**Assigned task:**
Below is a listing. Set down exactly the lines from the one containing "-259,12 +259,10 @@" through the one containing "validator = validate.Validator(syn=syn, center=center)", both ends included, and leave out the rest.

**Dataset extract:**
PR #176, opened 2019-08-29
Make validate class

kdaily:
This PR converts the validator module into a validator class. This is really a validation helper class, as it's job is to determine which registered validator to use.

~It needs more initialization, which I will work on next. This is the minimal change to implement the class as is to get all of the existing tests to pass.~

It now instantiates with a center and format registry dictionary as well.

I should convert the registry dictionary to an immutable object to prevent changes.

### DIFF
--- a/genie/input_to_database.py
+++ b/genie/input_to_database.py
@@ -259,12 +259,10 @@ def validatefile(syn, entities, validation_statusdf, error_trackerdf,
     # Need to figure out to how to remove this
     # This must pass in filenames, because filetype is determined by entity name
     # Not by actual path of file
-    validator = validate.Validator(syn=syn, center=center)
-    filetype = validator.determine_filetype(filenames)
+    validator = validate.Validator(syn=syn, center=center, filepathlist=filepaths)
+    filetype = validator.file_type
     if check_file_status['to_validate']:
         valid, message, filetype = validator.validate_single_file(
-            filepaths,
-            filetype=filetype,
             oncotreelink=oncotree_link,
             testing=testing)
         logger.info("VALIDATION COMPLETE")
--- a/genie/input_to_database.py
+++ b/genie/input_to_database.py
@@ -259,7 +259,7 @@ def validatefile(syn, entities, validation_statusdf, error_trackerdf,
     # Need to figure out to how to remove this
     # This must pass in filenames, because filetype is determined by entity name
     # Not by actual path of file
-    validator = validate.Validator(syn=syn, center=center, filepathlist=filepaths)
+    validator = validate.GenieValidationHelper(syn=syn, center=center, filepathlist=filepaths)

**Task result:**
@@ -259,12 +259,10 @@ def validatefile(syn, entities, validation_statusdf, error_trackerdf,
     # Need to figure out to how to remove this
     # This must pass in filenames, because filetype is determined by entity name
     # Not by actual path of file
-    validator = validate.Validator(syn=syn, center=center)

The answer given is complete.